Recently, a man named Anthony Dickerson violated his probation and received a punishment far worse than prison. Mr. Dickerson’s 2-year-old son needs a kidney transplant, and Mr. Dickerson is a perfect match. Yet because of the probation violation, he is being held in a county jail, unable to donate a kidney to his son. The local hospital says he has to wait months before they decide if he can donate.

How should health providers look at this situation? How can we advocate for patients affected (either directly or indirectly) by the criminal justice system? And at what point should we begin to consider broad-scale structural changes to the problems that plague us?

Searching for an Evidence-Based Treatment

As medical students, we are trained to identify evidence-based treatments for the problems our patients face, while considering the unique situation of each patient. Instability in housing, personal finances, or family life may lead to poor compliance. Genetic variations may change a patient’s responsiveness to medication. We are honored with the challenge of balancing individual needs with decades of biomedical research and centuries of adaptations in health care. So why don’t we take the same approach to public policy?

Incarceration is not an evidence-based treatment for delinquency, nor is it cost-effective. More than 75% of released prisoners are rearrested within five years (Durose et al., 2014), and the annual cost per inmate is over $33,000 (Mai & Subramanian, 2017). With over two million people in prison, why should taxpayers pay tens of billions of dollars every year for an intervention with such poor outcomes? In fact, research from the Vera Institute of Justice shows a “tipping point”, a prison population at which further incarceration actually increases the crime rate (Stemen, 2017). They attribute this to the disintegration of community and familial bonds caused by incarceration.

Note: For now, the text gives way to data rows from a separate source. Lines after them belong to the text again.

PR #3226, opened 2026-08-06
Add Android-specific graphic with instructions for opening the popup to the Welcome Page

### LINKED ISSUE #3186: Welcome page images do not show Android users how to open the popup
Update the images on the welcome page for Android to accurately show how to open the popup. At minimum, update the "Try opening Privacy Badger's popup" graphic to provide visual instructions. Other images showing what's on the popup could be updated to accurately show where the popup is located, but that's less important since the focus of the images are the popup contents.

Since opening the popup is more complicated on Android and has several steps with different icons across browsers, it could be difficult to make one graphic that works for Firefox AND Edge.

Image

Image

lenacohen:
- Fixes #3186. Addresses the minimum image update. Does not address the other Welcome Page images that show a non-Android browser toolbar, but whose focus is the popup content
- I won't be able to test on an actual Android device until Monday, but until then, here's what the images look like on an mobile-sized viewport:
Screenshot 2026-08-05 at 9 21 14 PM
Screenshot 2026-08-05 at 9 22 42 PM


ghostwords (commented):
Thank you!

Yet we continue to imprison people at ever-increasing rates. We live in a punitive culture, where both sentencing and release seem arbitrary, where prison living conditions breed violence and disease, where prisoners are expected to suffer in recompense. For example, consider the case of Gladys Scott, a Black woman living in Mississippi who was sentenced to life in prison for stealing $11. She was released 16 years later when she offered to donate a kidney to her sister, at which point the parole board decided she was “no longer a threat to society” (Burkle, 2011). The punishment was unjust, and the release was arbitrary, rooted in unscientific ideas about repaying a ‘debt to society.’

That same punitive mindset tells patients that they deserve their heart disease or diabetes because of their lifestyle. However, in both medicine and criminal justice, punishment is not a treatment, and we need to look for treatments that work.

Prisons as a Public Health Issue

While many prison abolitionists are fundamentally opposed to the idea of caging human beings, there are other arguments that may be more approachable for those new to the idea. Particularly relevant to clinicians is the myriad of public health concerns related to incarceration. These include mental health, physical wellness, and infectious disease, as well as occupational hazards faced by working prisoners.

People with mental illness are sixteen times more likely to be victims of police brutality (Fuller, 2015) and are overrepresented within the prison system. In one study, half of evaluated prisoners had a mental illness (Al-Rousan et al., 2017). Unsurprisingly, spending time in prison may exacerbate mental health issues. This is especially a concern with solitary confinement, which the UN considers psychological torture. Prisoners who were held in solitary confinement are four times more likely than other prisoners to have PTSD (Hagan et al., 2017).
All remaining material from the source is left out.